#### About this task
Each entry below needs to be copied exactly, with nothing dropped.

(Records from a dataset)
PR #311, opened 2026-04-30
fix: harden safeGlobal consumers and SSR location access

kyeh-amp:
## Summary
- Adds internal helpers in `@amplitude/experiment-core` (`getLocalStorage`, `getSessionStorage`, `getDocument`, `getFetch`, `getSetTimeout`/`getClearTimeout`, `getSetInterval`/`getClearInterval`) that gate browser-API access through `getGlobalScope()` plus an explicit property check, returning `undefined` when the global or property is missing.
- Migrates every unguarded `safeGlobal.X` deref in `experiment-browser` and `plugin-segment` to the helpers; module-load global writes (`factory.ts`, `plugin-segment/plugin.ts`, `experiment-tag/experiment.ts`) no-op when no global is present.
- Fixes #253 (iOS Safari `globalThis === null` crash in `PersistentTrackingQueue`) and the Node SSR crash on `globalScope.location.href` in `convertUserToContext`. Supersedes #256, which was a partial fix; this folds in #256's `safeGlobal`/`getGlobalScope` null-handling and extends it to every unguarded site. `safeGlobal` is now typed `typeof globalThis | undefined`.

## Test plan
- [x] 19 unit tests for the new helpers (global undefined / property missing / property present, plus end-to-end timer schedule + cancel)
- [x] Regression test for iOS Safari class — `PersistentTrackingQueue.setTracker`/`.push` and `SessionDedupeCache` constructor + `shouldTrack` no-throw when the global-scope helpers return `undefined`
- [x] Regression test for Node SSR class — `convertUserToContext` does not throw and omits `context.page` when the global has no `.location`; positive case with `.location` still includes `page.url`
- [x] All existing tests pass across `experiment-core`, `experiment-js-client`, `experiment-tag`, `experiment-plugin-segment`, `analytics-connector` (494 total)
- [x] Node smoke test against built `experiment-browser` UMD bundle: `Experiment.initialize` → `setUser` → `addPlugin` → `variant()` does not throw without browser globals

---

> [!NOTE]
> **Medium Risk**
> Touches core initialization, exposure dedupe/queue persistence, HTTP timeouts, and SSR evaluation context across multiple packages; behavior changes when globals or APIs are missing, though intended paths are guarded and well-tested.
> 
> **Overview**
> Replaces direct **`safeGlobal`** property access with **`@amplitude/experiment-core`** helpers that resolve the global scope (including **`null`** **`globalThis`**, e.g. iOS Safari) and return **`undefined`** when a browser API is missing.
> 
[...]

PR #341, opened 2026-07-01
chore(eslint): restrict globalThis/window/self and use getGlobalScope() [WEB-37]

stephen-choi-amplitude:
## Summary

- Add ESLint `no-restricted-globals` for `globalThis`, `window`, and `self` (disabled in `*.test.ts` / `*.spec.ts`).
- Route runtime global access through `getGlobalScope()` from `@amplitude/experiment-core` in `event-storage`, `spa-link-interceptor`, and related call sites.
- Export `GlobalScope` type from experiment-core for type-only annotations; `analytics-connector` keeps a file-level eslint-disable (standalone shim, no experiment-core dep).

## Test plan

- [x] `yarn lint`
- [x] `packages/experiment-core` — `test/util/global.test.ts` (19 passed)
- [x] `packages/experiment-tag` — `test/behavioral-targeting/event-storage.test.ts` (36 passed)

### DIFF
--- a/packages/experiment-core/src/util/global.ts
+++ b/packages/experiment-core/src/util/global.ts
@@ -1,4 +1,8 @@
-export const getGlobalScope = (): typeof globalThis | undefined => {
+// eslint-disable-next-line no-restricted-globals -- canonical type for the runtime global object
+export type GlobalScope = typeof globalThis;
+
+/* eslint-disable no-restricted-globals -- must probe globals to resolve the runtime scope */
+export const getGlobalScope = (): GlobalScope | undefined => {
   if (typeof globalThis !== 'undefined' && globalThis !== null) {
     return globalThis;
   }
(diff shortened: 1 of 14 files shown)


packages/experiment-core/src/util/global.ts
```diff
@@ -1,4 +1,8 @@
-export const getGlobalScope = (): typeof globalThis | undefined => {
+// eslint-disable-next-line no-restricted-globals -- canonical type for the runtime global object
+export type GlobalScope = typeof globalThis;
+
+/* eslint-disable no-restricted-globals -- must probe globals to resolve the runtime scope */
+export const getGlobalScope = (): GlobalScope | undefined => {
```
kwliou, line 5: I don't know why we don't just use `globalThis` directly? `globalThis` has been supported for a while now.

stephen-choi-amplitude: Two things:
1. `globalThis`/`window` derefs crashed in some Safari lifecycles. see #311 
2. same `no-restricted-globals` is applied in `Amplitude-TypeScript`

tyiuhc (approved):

#### Output for this task
PR #311, opened 2026-04-30
fix: harden safeGlobal consumers and SSR location access

kyeh-amp:
## Summary
- Adds internal helpers in `@amplitude/experiment-core` (`getLocalStorage`, `getSessionStorage`, `getDocument`, `getFetch`, `getSetTimeout`/`getClearTimeout`, `getSetInterval`/`getClearInterval`) that gate browser-API access through `getGlobalScope()` plus an explicit property check, returning `undefined` when the global or property is missing.
- Migrates every unguarded `safeGlobal.X` deref in `experiment-browser` and `plugin-segment` to the helpers; module-load global writes (`factory.ts`, `plugin-segment/plugin.ts`, `experiment-tag/experiment.ts`) no-op when no global is present.
- Fixes #253 (iOS Safari `globalThis === null` crash in `PersistentTrackingQueue`) and the Node SSR crash on `globalScope.location.href` in `convertUserToContext`. Supersedes #256, which was a partial fix; this folds in #256's `safeGlobal`/`getGlobalScope` null-handling and extends it to every unguarded site. `safeGlobal` is now typed `typeof globalThis | undefined`.

## Test plan
- [x] 19 unit tests for the new helpers (global undefined / property missing / property present, plus end-to-end timer schedule + cancel)
- [x] Regression test for iOS Safari class — `PersistentTrackingQueue.setTracker`/`.push` and `SessionDedupeCache` constructor + `shouldTrack` no-throw when the global-scope helpers return `undefined`
- [x] Regression test for Node SSR class — `convertUserToContext` does not throw and omits `context.page` when the global has no `.location`; positive case with `.location` still includes `page.url`
- [x] All existing tests pass across `experiment-core`, `experiment-js-client`, `experiment-tag`, `experiment-plugin-segment`, `analytics-connector` (494 total)
- [x] Node smoke test against built `experiment-browser` UMD bundle: `Experiment.initialize` → `setUser` → `addPlugin` → `variant()` does not throw without browser globals

---

> [!NOTE]
> **Medium Risk**
> Touches core initialization, exposure dedupe/queue persistence, HTTP timeouts, and SSR evaluation context across multiple packages; behavior changes when globals or APIs are missing, though intended paths are guarded and well-tested.
> 
> **Overview**
> Replaces direct **`safeGlobal`** property access with **`@amplitude/experiment-core`** helpers that resolve the global scope (including **`null`** **`globalThis`**, e.g. iOS Safari) and return **`undefined`** when a browser API is missing.
> 
[...]

PR #341, opened 2026-07-01
chore(eslint): restrict globalThis/window/self and use getGlobalScope() [WEB-37]

stephen-choi-amplitude:
## Summary

- Add ESLint `no-restricted-globals` for `globalThis`, `window`, and `self` (disabled in `*.test.ts` / `*.spec.ts`).
- Route runtime global access through `getGlobalScope()` from `@amplitude/experiment-core` in `event-storage`, `spa-link-interceptor`, and related call sites.
- Export `GlobalScope` type from experiment-core for type-only annotations; `analytics-connector` keeps a file-level eslint-disable (standalone shim, no experiment-core dep).

## Test plan

- [x] `yarn lint`
- [x] `packages/experiment-core` — `test/util/global.test.ts` (19 passed)
- [x] `packages/experiment-tag` — `test/behavioral-targeting/event-storage.test.ts` (36 passed)

### DIFF
--- a/packages/experiment-core/src/util/global.ts
+++ b/packages/experiment-core/src/util/global.ts
@@ -1,4 +1,8 @@
-export const getGlobalScope = (): typeof globalThis | undefined => {
+// eslint-disable-next-line no-restricted-globals -- canonical type for the runtime global object
+export type GlobalScope = typeof globalThis;
+
+/* eslint-disable no-restricted-globals -- must probe globals to resolve the runtime scope */
+export const getGlobalScope = (): GlobalScope | undefined => {
   if (typeof globalThis !== 'undefined' && globalThis !== null) {
     return globalThis;
   }
(diff shortened: 1 of 14 files shown)


packages/experiment-core/src/util/global.ts
```diff
@@ -1,4 +1,8 @@
-export const getGlobalScope = (): typeof globalThis | undefined => {
+// eslint-disable-next-line no-restricted-globals -- canonical type for the runtime global object
+export type GlobalScope = typeof globalThis;
+
+/* eslint-disable no-restricted-globals -- must probe globals to resolve the runtime scope */
+export const getGlobalScope = (): GlobalScope | undefined => {
```
kwliou, line 5: I don't know why we don't just use `globalThis` directly? `globalThis` has been supported for a while now.

stephen-choi-amplitude: Two things:
1. `globalThis`/`window` derefs crashed in some Safari lifecycles. see #311 
2. same `no-restricted-globals` is applied in `Amplitude-TypeScript`

tyiuhc (approved):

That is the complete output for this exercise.